# craftsman 32 cc incredi pull blower/vac



## dragonguy (Apr 20, 2008)

ok here goes i got it at the dump brought it home and put fuel in it it worked fine fine for about an hour and a half then died out wouldnt run at half or even full throttle i took carb off cleaned it now it 'll start on choke idle a little then die but thats as far as i got its getting fuel and spark odviously but wont run WHAT DO I DO GUYS HELLLLLLPPP!!!!!! PLEASE AND AS FAR AS ADJUSTMENTS OF ANY KIND I JUST DONT KNOW it has a screw near the choke lever and some recest screws on top of the carb that look round with a whole to one side odviously ment to turn but HOW LOL ANY HELP WOULD BE VERY HELPFUL THANKS GUYS:
I FIXED IT GUYS YAHOOOOOOOOOOOO!!!!!!!!!!!! THANKS TO YOU GUYS ON HERE, IT WAS LOOSE NUTS!!!


----------



## hankster (Jan 1, 1998)

Most likely needs a carb adjustment.

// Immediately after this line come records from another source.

Issue #983, opened 2023-10-16
Add "region" support


sethrj:
Geant4 regions have custom:

- Production cuts [see G4ProductionCutsTable::CreateCoupleTables]
- Generic "user region information"
- User limits (step limiter, tracking cuts) [see G4LogicalVolume::GetUserLimits]
- Fast simulation managers [see G4FastSimulationManagerProcess::PostStepGetPhysicalInteractionLength]
- Field managers [see G4PropagatorInField::FindAndSetFieldManager]
- MSC safety calculation algorithm

But many of those can be overridden on a per-LV basis. Eventually we might want to map **each combination** of these from logical volumes to independent Celeritas regions.

Regions are used in Geant4 for:

- Region-dependent field (disable field outside of trackers), #538 
- Region-dependent field parameters (sharing a single propagation kernel): see #883 for description of CMS using it
- Fast simulation, for which we need "onloading" (https://github.com/celeritas-project/celeritas/issues/1894)
- Physics parameters

## Execution plan

**One PR for each major bullet point**

- [ ] Add `Regions` to `inp::Model` (this will look a lot like #1955)
  - [ ] New struct `Region` with label and `set<VolumeId>` to which it applies. (**Most attributes should be part of another class, and keying on region ID, rather than the Region having a bunch of different specifications.**)
  - [ ] Load region data in GeantGeoParams: `geant_to_id`/`id_to_geant` for `G4Region*` (add `vector<G4Region const*>` to `GeantGeoParams`)
  - [ ] Add tests: add regions to `multi-level.gdml`, `four-levels`, `lar-sphere`, test by extending  `GenericGeoModelInp` and the `IsRefEq`
- [ ] Integrate regions into runtime code (I'm not 100% sure the best way to structurally do this, but perhaps:)
  - [ ] Rename `GeoMaterial*` to `VolumeExtras*` (non-structural data about volumes)
  - [ ] Pass `inp::Regions` during construction?

Future work:
- Are regions in Geant4 fundamentally about geometry model structure, physics, or both? (From what I can see, it seems more like physics.)
- Should Celeritas try to keep the same regions as Geant4, or should we merge other physics treatments (like field definitions/parameters) into our "region"?
- If we want a broader region definition compared to Geant4, should we have `GeoRegionId` map to `G4Region*` and have a `PhysRegionId` that corresponds to different fields etc.?
[...]

Issue #538, opened 2022-11-01
Support different along-step kernels


sethrj:
Currently we use the same along-step kernel (including slowing down and field propagation) for all particle types, all energies, all regions. It's probably silly to use the field propagator to move a neutral particle (but at least it works!), we'll likely need to have different slowing-down models for different energy regimes, and we will perhaps someday need to support more extensible per-region parameters.

What I'd like to have is an efficient way of partitioning the multi-D {particle, energy, material} space into blocks of `ActionId`s (one per user along-step kernel). This will allow users to define easy host-side schemes to select a kernel (e.g., looping over particle types and setting different kernels for charged and neutral).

A special tool is required to adjust the carb screws as you noticed.


----------



## dragonguy (Apr 20, 2008)

Thanks Hank It Was Loose Nuts Lol Boy What A Relief !
Thank You So Much 
Dragonguy (wayne)


----------



## hankster (Jan 1, 1998)

Which ones were loose? Hopefully it wasn't me you were talking about LOL


----------



## dragonguy (Apr 20, 2008)

*bolts not you lol*

it was the 4 main carb plate bolts ,not you no lol:thumbsup::wave:


----------



## hankster (Jan 1, 1998)

Yep, seen that before. Gad you got it fixed!


----------